- _Exercise instructions_
Print the records below from the first line through the line containing "Also needed to", both included, word for word.
Record set START
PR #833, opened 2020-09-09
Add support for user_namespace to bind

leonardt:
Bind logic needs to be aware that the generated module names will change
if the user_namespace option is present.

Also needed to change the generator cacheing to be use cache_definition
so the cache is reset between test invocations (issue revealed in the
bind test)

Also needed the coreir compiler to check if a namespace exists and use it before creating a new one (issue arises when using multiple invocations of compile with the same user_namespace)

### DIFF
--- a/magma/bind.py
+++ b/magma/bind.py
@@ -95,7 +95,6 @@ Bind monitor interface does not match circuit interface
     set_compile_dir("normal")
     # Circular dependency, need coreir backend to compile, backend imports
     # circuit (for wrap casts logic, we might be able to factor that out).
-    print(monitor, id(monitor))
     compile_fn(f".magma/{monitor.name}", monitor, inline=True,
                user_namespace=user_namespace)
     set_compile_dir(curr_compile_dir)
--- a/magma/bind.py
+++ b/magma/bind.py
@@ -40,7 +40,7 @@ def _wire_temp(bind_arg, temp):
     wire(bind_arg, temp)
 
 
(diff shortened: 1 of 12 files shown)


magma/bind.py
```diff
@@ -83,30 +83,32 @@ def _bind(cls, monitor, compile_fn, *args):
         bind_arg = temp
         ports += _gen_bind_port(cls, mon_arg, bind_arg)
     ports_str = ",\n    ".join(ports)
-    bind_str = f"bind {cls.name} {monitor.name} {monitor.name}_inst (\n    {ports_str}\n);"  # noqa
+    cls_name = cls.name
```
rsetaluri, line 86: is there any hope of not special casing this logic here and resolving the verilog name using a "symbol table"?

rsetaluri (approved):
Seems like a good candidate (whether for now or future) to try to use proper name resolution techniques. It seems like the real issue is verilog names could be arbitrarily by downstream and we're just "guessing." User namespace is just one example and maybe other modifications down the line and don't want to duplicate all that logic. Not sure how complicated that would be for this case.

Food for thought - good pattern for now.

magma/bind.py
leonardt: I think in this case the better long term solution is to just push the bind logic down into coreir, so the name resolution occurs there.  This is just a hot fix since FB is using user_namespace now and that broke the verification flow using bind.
Record set END
- _Exercise solution_
PR #833, opened 2020-09-09
Add support for user_namespace to bind

leonardt:
Bind logic needs to be aware that the generated module names will change
if the user_namespace option is present.

Also needed to change the generator cacheing to be use cache_definition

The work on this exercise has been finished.